Check each line of the data, and copy those where "properly" appears.

Stored entries
* * * * * * * * *

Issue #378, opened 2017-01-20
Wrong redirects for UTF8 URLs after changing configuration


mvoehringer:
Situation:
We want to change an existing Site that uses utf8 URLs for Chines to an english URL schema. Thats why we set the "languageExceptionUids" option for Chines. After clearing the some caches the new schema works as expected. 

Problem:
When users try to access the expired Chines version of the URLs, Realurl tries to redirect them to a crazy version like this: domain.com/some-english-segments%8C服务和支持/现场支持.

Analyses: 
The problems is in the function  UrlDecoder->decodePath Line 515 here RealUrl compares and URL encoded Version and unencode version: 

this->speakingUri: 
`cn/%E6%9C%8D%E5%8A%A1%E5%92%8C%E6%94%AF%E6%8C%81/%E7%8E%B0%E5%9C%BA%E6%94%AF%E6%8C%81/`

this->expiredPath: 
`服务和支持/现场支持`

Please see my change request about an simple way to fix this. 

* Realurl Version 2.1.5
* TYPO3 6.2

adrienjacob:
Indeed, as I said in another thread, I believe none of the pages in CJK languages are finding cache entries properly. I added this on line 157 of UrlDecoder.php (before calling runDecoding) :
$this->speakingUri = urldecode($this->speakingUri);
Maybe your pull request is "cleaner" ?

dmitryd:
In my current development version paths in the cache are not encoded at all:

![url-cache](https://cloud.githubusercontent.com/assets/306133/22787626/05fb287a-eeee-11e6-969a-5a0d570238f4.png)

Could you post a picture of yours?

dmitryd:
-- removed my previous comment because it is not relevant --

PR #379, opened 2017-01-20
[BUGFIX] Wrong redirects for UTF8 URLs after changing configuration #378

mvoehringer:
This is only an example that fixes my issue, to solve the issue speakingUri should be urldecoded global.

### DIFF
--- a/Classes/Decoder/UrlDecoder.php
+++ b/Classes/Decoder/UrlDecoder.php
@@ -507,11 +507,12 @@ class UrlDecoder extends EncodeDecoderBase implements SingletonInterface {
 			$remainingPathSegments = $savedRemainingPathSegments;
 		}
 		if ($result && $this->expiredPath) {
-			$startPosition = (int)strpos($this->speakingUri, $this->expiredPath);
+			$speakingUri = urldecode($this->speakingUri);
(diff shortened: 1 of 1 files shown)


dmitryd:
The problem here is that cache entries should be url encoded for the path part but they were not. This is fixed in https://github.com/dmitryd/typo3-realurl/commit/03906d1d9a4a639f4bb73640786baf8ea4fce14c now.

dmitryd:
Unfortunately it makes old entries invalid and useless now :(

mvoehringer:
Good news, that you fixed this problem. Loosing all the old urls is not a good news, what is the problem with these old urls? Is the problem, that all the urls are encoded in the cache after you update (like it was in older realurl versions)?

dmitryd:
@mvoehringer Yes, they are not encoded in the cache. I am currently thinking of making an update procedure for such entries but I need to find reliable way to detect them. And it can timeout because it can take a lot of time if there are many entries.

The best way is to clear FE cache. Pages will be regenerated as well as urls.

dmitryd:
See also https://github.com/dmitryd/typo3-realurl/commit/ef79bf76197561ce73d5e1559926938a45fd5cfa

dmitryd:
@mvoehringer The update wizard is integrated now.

* * * * * * * * *

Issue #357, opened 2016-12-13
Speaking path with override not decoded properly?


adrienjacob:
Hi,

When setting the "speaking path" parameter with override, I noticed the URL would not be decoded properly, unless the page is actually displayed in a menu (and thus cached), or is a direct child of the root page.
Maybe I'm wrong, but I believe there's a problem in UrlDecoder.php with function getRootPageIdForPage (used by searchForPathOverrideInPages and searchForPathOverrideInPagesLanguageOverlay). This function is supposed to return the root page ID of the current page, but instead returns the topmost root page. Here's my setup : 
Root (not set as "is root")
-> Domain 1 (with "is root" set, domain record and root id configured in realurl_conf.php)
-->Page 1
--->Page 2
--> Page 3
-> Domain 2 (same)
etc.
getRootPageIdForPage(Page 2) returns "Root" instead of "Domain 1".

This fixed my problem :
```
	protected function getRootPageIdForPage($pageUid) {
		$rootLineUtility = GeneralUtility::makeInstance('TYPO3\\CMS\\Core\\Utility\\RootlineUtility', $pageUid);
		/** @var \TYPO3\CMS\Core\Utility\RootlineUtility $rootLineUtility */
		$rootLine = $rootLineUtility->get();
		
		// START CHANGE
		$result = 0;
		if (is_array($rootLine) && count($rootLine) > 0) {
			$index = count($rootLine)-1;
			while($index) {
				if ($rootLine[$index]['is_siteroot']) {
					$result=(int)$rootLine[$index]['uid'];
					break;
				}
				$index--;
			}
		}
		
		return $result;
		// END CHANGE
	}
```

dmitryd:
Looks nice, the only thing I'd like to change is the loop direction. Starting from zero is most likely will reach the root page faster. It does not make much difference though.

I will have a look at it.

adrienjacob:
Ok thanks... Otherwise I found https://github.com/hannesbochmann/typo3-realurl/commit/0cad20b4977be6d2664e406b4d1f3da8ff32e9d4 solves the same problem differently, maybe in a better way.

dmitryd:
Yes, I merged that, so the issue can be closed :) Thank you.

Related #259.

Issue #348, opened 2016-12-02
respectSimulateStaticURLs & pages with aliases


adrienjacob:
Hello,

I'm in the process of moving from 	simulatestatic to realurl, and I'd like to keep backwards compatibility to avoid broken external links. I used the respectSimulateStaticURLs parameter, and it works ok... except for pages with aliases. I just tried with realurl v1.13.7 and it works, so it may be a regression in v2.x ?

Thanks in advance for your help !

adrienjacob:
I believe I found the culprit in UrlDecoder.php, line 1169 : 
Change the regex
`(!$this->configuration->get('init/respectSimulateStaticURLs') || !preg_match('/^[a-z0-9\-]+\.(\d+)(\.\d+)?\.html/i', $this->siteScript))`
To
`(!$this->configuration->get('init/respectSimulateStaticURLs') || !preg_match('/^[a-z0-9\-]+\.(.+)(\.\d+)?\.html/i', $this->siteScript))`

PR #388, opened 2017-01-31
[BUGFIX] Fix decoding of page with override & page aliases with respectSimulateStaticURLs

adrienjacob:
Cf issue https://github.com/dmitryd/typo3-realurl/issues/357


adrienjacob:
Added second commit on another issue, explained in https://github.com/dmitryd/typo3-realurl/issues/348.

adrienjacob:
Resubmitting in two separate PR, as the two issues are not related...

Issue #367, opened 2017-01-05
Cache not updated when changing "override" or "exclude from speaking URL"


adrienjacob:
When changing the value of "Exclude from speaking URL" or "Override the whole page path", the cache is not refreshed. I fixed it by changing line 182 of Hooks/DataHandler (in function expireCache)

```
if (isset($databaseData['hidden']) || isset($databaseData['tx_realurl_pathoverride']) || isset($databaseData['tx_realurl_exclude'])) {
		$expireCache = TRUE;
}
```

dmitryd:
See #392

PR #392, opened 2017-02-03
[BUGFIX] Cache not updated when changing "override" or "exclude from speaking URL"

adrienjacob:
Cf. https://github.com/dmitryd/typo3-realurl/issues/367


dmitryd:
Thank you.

* * * * * * * * *

## Solution to the exercise
Indeed, as I said in another thread, I believe none of the pages in CJK languages are finding cache entries properly. I added this on line 157 of UrlDecoder.php (before calling runDecoding) :
Speaking path with override not decoded properly?
When setting the "speaking path" parameter with override, I noticed the URL would not be decoded properly, unless the page is actually displayed in a menu (and thus cached), or is a direct child of the root page.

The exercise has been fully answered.